Before we hastily rush headlong into a tidal wave of new, “do something” legislation focused on guns, we should — we must — put teeth into the enforcement of the already existing laws aimed at those who should not possess firearms: felons, domestic violence perpetrators, juveniles and others. We must focus on those most likely to misuse guns. Colorado’s weak laws in this area do not reflect the seriousness with which we take the issue of gun violence, nor do they act to deter the wrong hands from trying to get firearms.
Spoiler alert: None of these commonsense proposals would have prevented the mass murders in El Paso, Dayton, or even Aurora. But, so what? A true commitment to public safety requires more than frenetically trying to find the cure-all law to solve the latest tragedy. That is an emotional approach that tends to target firearms, not the person wielding them. Below is the reality of our system as it is today:
A convicted domestic violence perpetrator who lies about their background in order to obtain a firearm faces a mere probation-eligible misdemeanor. In 2018, statewide, the Colorado Bureau of Investigations issued more than 6,200 Instacheck denials for people trying to buy firearms when they should not, including 372 individuals under a restraining order and 29 individuals previously convicted of homicide. This conduct should be a felony and it should carry the promise of prison.
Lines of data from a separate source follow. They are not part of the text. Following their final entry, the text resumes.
PR #636, opened 2024-09-28
Remove lambda::cvinput

caleridas:
Remove lambad::cvinput and introduce a new API to map inputs to associated region arguments.

The only reason all these subclasses exist is to provide an API for mapping, however the data held
in these inputs is entirely redundant as the node already provides (and needs to provide) the
correct mapping semantic.

### DIFF
--- a/jlm/llvm/ir/operators/lambda.cpp
+++ b/jlm/llvm/ir/operators/lambda.cpp
@@ -41,18 +41,6 @@ operation::copy() const
 
 node::~node() = default;
 
-node::fctargument_range
-node::fctarguments()
-{
-  fctargiterator end(nullptr);
-
-  if (nfctarguments() == 0)
-    return { end, end };
-
-  fctargiterator begin(fctargument(0));
-  return { begin, end };
-}
-
 node::fctargument_constrange
 node::fctarguments() const
 {
@@ -62,42 +50,6 @@ node::fctarguments() const
     return { end, end };
 
   fctargconstiterator begin(fctargument(0));
-  return { begin, end };
-}
-
-node::ctxvar_range
-node::ctxvars()
-{
-  cviterator end(nullptr);
-
-  if (ncvarguments() == 0)
-    return { end, end };
-
-  cviterator begin(input(0));
-  return { begin, end };
-}
-
-node::ctxvar_constrange
-node::ctxvars() const
-{
-  cvconstiterator end(nullptr);
-
-  if (ncvarguments() == 0)
-    return { end, end };
-
-  cvconstiterator begin(input(0));
-  return { begin, end };
-}
-
-node::fctresult_range
-node::fctresults()
-{
-  fctresiterator end(nullptr);
-
-  if (nfctresults() == 0)
-    return { end, end };
-
-  fctresiterator begin(fctresult(0));
   return { begin, end };
 }
 
@@ -113,10 +65,36 @@ node::fctresults() const
   return { begin, end };
 }
 
-cvinput *
-node::input(size_t n) const noexcept
+[[nodiscard]] node::ContextVar
+node::MapInputContextVar(const rvsdg::input & input) const noexcept
 {
-  return util::AssertedCast<cvinput>(structural_node::input(n));
+  JLM_ASSERT(rvsdg::input::GetNode(input) == this);
+  return GetContextVar(input.index());
+}
+
+[[nodiscard]] std::optional<node::ContextVar>
+node::MapBinderContextVar(const rvsdg::output & output) const noexcept
+{
+  auto argument = util::AssertedCast<const lambda::cvargument>(&output);
+  return ContextVar{ argument->input(), const_cast<lambda::cvargument *>(argument) };
+}
+
+[[nodiscard]] node::ContextVar
+node::GetContextVar(size_t index) const noexcept
+{
+  return ContextVar{ input(index),
+                     subregion()->argument(operation().Type()->NumArguments() + index) };
+}
+
+[[nodiscard]] std::vector<node::ContextVar>
+node::GetContextVars() const noexcept
+{
+  std::vector<ContextVar> vars;
+  for (size_t n = 0; n < ninputs(); ++n)
+  {
+    vars.push_back(GetContextVar(n));
+  }
+  return vars;
 }
 
 lambda::output *
@@ -131,23 +109,18 @@ node::fctargument(size_t n) const noexcept
   return util::AssertedCast<lambda::fctargument>(subregion()->argument(n));
 }
 
-lambda::cvargument *
-node::cvargument(size_t n) const noexcept
-{
-  return input(n)->argument();
-}
-
 lambda::result *
 node::fctresult(size_t n) const noexcept
 {
   return util::AssertedCast<lambda::result>(subregion()->result(n));
 }
 
-cvargument *
-node::add_ctxvar(jlm::rvsdg::output * origin)
+node::ContextVar
+node::AddContextVar(jlm::rvsdg::output * origin)
 {
-  auto input = cvinput::create(this, origin);
-  return cvargument::create(subregion(), input);
+  auto input = rvsdg::structural_input::create(this, origin, origin->Type());
+  auto argument = cvargument::create(subregion(), input);
+  return ContextVar{ input, argument };
 }
 
 rvsdg::RegionArgument &
@@ -251,11 +224,10 @@ node::copy(rvsdg::Region * region, rvsdg::SubstitutionMap & smap) const
 
   /* add context variables */
   rvsdg::SubstitutionMap subregionmap;
-  for (auto & cv : ctxvars())
+  for (const auto & cv : GetContextVars())
   {
-    auto origin = smap.lookup(cv.origin());
-    auto newcv = lambda->add_ctxvar(origin);
-    subregionmap.insert(cv.argument(), newcv);
+    auto origin = smap.lookup(cv.input->origin());
+    subregionmap.insert(cv.inner, lambda->AddContextVar(origin).inner);
   }
 
   /* collect function arguments */
@@ -295,10 +267,12 @@ node::ComputeCallSummary() const
     auto input = worklist.front();
     worklist.pop_front();
 
-    if (auto cvinput = dynamic_cast<lambda::cvinput *>(input))
+    auto inputNode = rvsdg::input::GetNode(*input);
+
+    if (auto lambdaNode = dynamic_cast<lambda::node *>(inputNode))
     {
-      auto argument = cvinput->argument();
-      worklist.insert(worklist.end(), argument->begin(), argument->end());
+      auto & argument = *lambdaNode->MapInputContextVar(*input).inner;
+      worklist.insert(worklist.end(), argument.begin(), argument.end());
       continue;
     }
 
@@ -366,7 +340,6 @@ node::ComputeCallSummary() const
       continue;
     }
 
-    auto inputNode = rvsdg::input::GetNode(*input);
     if (is<CallOperation>(inputNode) && input == inputNode->input(0))
     {
       directCalls.emplace_back(util::AssertedCast<CallNode>(inputNode));
@@ -379,8 +352,7 @@ node::ComputeCallSummary() const
       continue;
     }
 
-    auto simpleInput = dynamic_cast<rvsdg::simple_input *>(input);
-    if (simpleInput != nullptr)
+    if (auto simpleInput = dynamic_cast<rvsdg::simple_input *>(input))
     {
       otherUsers.emplace_back(simpleInput);
       continue;
@@ -397,16 +369,6 @@ node::IsExported(const lambda::node & lambdaNode)
 {
   auto callSummary = lambdaNode.ComputeCallSummary();
   return callSummary->IsExported();
-}
-
-/* lambda context variable input class */
-
-cvinput::~cvinput() = default;
-
-cvargument *
-cvinput::argument() const noexcept
-{
-  return util::AssertedCast<cvargument>(arguments.first());
 }
 
 /* lambda output class */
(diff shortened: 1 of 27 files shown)


caleridas:
The same strategy can be applied to all other kinds of inputs, as well as output/result/argument 
classes and thus remove a lot of redundant boilerplate classes. However before investing time into
this, I would like you to have a look at the resulting API -- in my opinion it is just fine (although
right now it obviously does not look very "consistent" because this still needs to be applied to
gamma, theta etc.).

Ultimately this greatly simplifies things and I would really like to get this in before pushing generic
lambda, phi & friends.

jlm/llvm/ir/operators/lambda.hpp
```diff
@@ -146,8 +142,7 @@ class node final : public jlm::rvsdg::structural_node
   using fctargument_range = jlm::util::iterator_range<fctargiterator>;
   using fctargument_constrange = jlm::util::iterator_range<fctargconstiterator>;
 
-  using ctxvar_range = jlm::util::iterator_range<cviterator>;
-  using ctxvar_constrange = jlm::util::iterator_range<cvconstiterator>;
+  using ctxvar_constrange = jlm::util::iterator_range<rvsdg::node_const_input_iterator>;
```
phate, line 145: I want to get away from the the `ctxvar` naming. It is not very intuitive.

`using LambdaInputConstRange = ...`

jlm/llvm/ir/operators/lambda.hpp
```diff
@@ -273,16 +259,27 @@ class node final : public jlm::rvsdg::structural_node
...
+   * @param input Input to the lambda node
+   * @return The region argument corresponding to the input
+   *
+   * The given input must be an input to this lambda node.
+   * All inputs represent by definition bound context variables
+   * and map to corresponding arguments in the lambda defining
+   * region.
+   */
+  [[nodiscard]] rvsdg::RegionArgument *
+  MapInputToRegionArgument(const rvsdg::input * input) const noexcept;
```
phate, line 282: I find the name a mouthful. How about just `RegionArgument` or `GetRegionArgument`? I also think that the signature should be:
```
[[nodiscard]] rvsdg::RegionArgument *
RegionArgument(const rvsdg::input & input) const noexcept
```

phate: We could also make the return type `rvsdg::RegionArgument &` and just leave it to the programmer to ensure that a correct  input is handed in. An assert in the body of the method would then be appropriate though.

jlm/llvm/ir/operators/lambda.cpp
```diff
@@ -295,9 +268,11 @@ node::ComputeCallSummary() const
     auto input = worklist.front();
     worklist.pop_front();
 
-    if (auto cvinput = dynamic_cast<lambda::cvinput *>(input))
+    auto inputNode = rvsdg::input::GetNode(*input);
+
+    if (auto lambda_node = dynamic_cast<lambda::node *>(inputNode))
```
phate, line 273: `if (auto lambdaNode = ....`

jlm/rvsdg/node.hpp
```diff
@@ -846,6 +846,40 @@ class node
   std::vector<std::unique_ptr<node_output>> outputs_;
 };
 
+class node_input_iterator final : public input::iterator<input>
```
phate, line 849: `class NodeInputIterator`

jlm/rvsdg/node.hpp
```diff
@@ -846,6 +846,40 @@ class node
...
+  next() const override
+  {
+    auto index = value()->index() + 1;
+    auto node = input::GetNode(*value());
+
+    return index >= node->ninputs() ? nullptr : node->input(index);
+  }
+};
+
+class node_const_input_iterator final : public input::iterator<const input>
```
phate, line 866: `class NodeInputConstIterator`

jlm/rvsdg/node.hpp
```diff
@@ -846,6 +846,40 @@ class node
...
+      : input::iterator<input>(value)
+  {}
+
+  [[nodiscard]] input *
+  next() const override
+  {
+    auto index = value()->index() + 1;
+    auto node = input::GetNode(*value());
+
+    return index >= node->ninputs() ? nullptr : node->input(index);
```
phate, line 862: Is node guaranteed to be not NULL here?

jlm/rvsdg/node.hpp
```diff
@@ -846,6 +846,40 @@ class node
...
+      : input::iterator<const input>(value)
+  {}
+
+  [[nodiscard]] const input *
+  next() const override
+  {
+    auto index = value()->index() + 1;
+    auto node = input::GetNode(*value());
+
+    return index >= node->ninputs() ? nullptr : node->input(index);
```
phate, line 879: Is node guaranteed to be not NULL here?

phate (changes requested):
I am absolutely fine with this change. The only comments I have is about naming and some style.

I think we should extend the `input::GetNode()` eventually to `input::GetNode<TNodeType>()` such that it also performs the casting. The caller is most of the time certain what kind of node is wanted.

caleridas:
> I am absolutely fine with this change. The only comments I have is about naming and some style.

Okay good, your style comments are also fine. Since this creates an "incoherent API" in the present form (as lambda::input is different from GammaInput, theta::input, ... are all different), I would like to approach it this to change them all in one go, and then prepare that for merge. That should also from review POV should make it easier to ensure that it fits together.

> I think we should extend the `input::GetNode()` eventually to `input::GetNode<TNodeType>()` such that it also performs the casting. The caller is most of the time certain what kind of node is wanted.

That I think will not work this way -- when inputs become "generic", actually caller will _not_ know what node they expect. They need access to the "generic" node and then try specializing it into what they can handle. See the example section that I also changed as part of this PR:

Before:
```
    if (auto cvinput = dynamic_cast<lambda::cvinput *>(input))
```

After:
```
    if (auto lambda_node = dynamic_cast<lambda::node *>(inputNode))
```

and expect that this is the canonical dispatching pattern that we will then see from now onwards.

Additionally, I would also like to change the `GetNode` API at some point: Basically we have two kinds of inputs/outputs: Those attached to a node, and those that are region arguments/results. I think the ideal clean API should go towards a function that returns _either_ the owning node _or_ the owning region. And then user code should proceed dispatching starting from this discrimination.

jlm/llvm/ir/operators/lambda.hpp
caleridas: Can change it, although I am less fond of references compared to pointers TBH. The semantic difference that references convey is that they tell "cannot be null". On the downside, they tend to cause trouble with accidental copies (`auto x = foo.GetSomething()` ), cannot directly go into `std::optional`/`std::variant`/containers  without sprinkling `&`/`*` adornments etc. I think that ideally we would have "safe wrapper types" with value semantics that act as input / output / node handles etc., cannot be null but behave sanely for copies etc. However I would not go there right now.

caleridas: > I find the name a mouthful. How about just `RegionArgument` or `GetRegionArgument`?

Yes the name is horrible. This is difficult to find name that is neither ambiguous nor too long. `RegionArgument` is already the name of the class, I would like to avoid clashing with that. Other ideas that I came up with:
- `InputToInner` or `ToInnerArgument` or `ToInner` as it maps an (outer) input to an (inner) argument (or arguments, for gamma then). `ToInner` would be less great as we need the equivalent for outputs and would then have an overloaded name.
- `ArgumentOf` or `ArgumentOfInput` or `RegionArgumentOf` or similar
- `ProjectInputToMatchingArgumentOfSubregion` would be the most precise

jlm/llvm/ir/operators/lambda.hpp
caleridas: Sounds good, in principle I would say this does not even need a typename alias -- knowing that it returns a list of inputs ought to be enough. Eventually, a generic `NodeInputRange` to represent arbitrary lists of nodes would most likely emerge as the generic thing in all places where currently specific range types are used.

jlm/llvm/ir/operators/lambda.hpp
phate: The inputs should(!) be marked as explicitly deleted, so the accidental copies should never happen.

How about `MapToRegionArgument` or `MapToArgument`? The argument and return type convey what we map to what, respectively. I think this should give us some wiggle room in terms of naming.

phate:
> That I think will not work this way -- when inputs become "generic", actually caller will not know what node they expect. They need access to the "generic" node and then try specializing it into what they can handle.

The caller is always able to get the most generic node if it is not known what node it is, i.e., `GetNode<rvsdg::node>()`, and then can dispatch. In other words, it serves as a simple getter method (the compiler should be able to optimize the unnecessary cast out). However, there are plenty of locations where the exact node is known and the caller should get it directly. You will not see this here with the cvinputs, but this will most likely later come with the outputs.

jlm/llvm/ir/operators/lambda.hpp
caleridas: `MapToArgument` sounds good in principle -- I think we ought to have somewhat coherent API names for the following mapping operations:

- input of structural node to region argument(s) (applies to lambda, gamma, theta, phi, delta)
- output of structural node to region result(s) (applies to gamma, theta, phi, delta)
- and corresponding reverse mappings

So it would then be `MapToArgument` / `MapToArguments`, `MapToResult` / `MapToResults`, `MapToInput`, `MapToOutput` ? BTW this is where I thought the notion of inner / outer would explain the API quite nicely.

pointers vs. references: presently trying hard to have references, but it causes enormous tying to specific data structures -- e.g. for returning multiple arguments, I would be inclined to simply use `std::vector<RegionArgument*>`  for now at least, until the eventual structures become clear. If I have to maintain various custom iterator ranges for every use case that makes changes a bit slower, but I cannot do anything involving references with standard containers.

Also, we may have cases where there really isn't a mapping -- e.g. the theta continuation predicate does not go outwards. If I have a function mapping region results to outputs of the theta node I either have to throw, or have a way to express `std::optional` of the thing (which also would indeed be expressible by nullptr). I know that there is code that cares about semantically mapping region entry/exits to inputs/outputs, but there is also code just trying to generically trace through and would like to just see the continuation paths.

phate: > So it would then be MapToArgument / MapToArguments, MapToResult / MapToResults, MapToInput, MapToOutput ? BTW this is where I thought the notion of inner / outer would explain the API quite nicely.

The names you suggest sound fine to me. What I do not like about the `Inner`/`Outer` is that there is no counterpart. In other words, `ToInnerArgument` sounds off to me as there is no `ToOuterArgument`. Thus, the `Inner` is redundant here. A simple `ToArgument` or `MapToArgument` is less confusing in my opinion (the inner is implied as the method takes an input and returns an argument).

> pointers vs. references: presently trying hard to have references, but it causes enormous tying to specific data structures -- e.g. for returning multiple arguments, I would be inclined to simply use std::vector<RegionArgument*> for now at least, until the eventual structures become clear. If I have to maintain various custom iterator ranges for every use case that makes changes a bit slower, but I cannot do anything involving references with standard containers.

We currently (try to) use references (where applicable (i.e. no chance of copying) and it is always guaranteed to have a valid element) for individual instances (RegionArgument, RegionResult, etc.), but when we give back collections/containers of instances, then we currently use pointers, i.e. `std::vector<RegionArgument*>` is perfectly fine. I have not dig into how to use references in containers. As pointed out by you or @haved in another PR, it is possible, but it is fine without for now.

> Also, we may have cases where there really isn't a mapping -- e.g. the theta continuation predicate does not go outwards. If I have a function mapping region results to outputs of the theta node I either have to throw, or have a way to express std::optional of the thing (which also would indeed be expressible by nullptr). I know that there is code that cares about semantically mapping region entry/exits to inputs/outputs, but there is also code just trying to generically trace through and would like to just see the continuation paths.

If there is no guarantee that it is possible to get a valid element, then using pointers is perfectly fine (I think). The alternative is throwing an exception (not big fan of it) or leaving it to the user of the method, documenting it and putting asserts in the method to double check. That depends a little bit on the context I think.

It is remarkably easy for felons to get their hands on guns. The number of Possession of Weapon by Previous Offender (POWPO) cases in our jurisdiction has steadily increased each year. Since 2014, we have filed more than 1,000. During that same time, 18 murder cases in our jurisdiction have involved felons with guns. Nonetheless, POWPO remains the lowest level felony in the law and is punishable by as little as probation.
Certainly, a felon who already has been at least once convicted of POPWPO would face real consequences if they did it again, right? Nope. The law permits the repeat gun-wielding felon another shot at no incarceration.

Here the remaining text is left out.